- _Data segment_

PR #752, opened 2025-07-02
Migrate `@Query` to `@NativeQuery` in Spring Data JPA 3.4

### LINKED ISSUE #749: Migrate `@Query` to `@NativeQuery` in Spring Data JPA 3.4

It could be interesting to migrate `@Query` to `@NativeQuery` conditionaly if argument `nativeQuery = true`.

- _What to produce_
With the line containing "### LINKED ISSUE" as the first and the last line above as the final one, copy those lines exactly and no others.

- _Expected answer_
### LINKED ISSUE #749: Migrate `@Query` to `@NativeQuery` in Spring Data JPA 3.4

It could be interesting to migrate `@Query` to `@NativeQuery` conditionaly if argument `nativeQuery = true`.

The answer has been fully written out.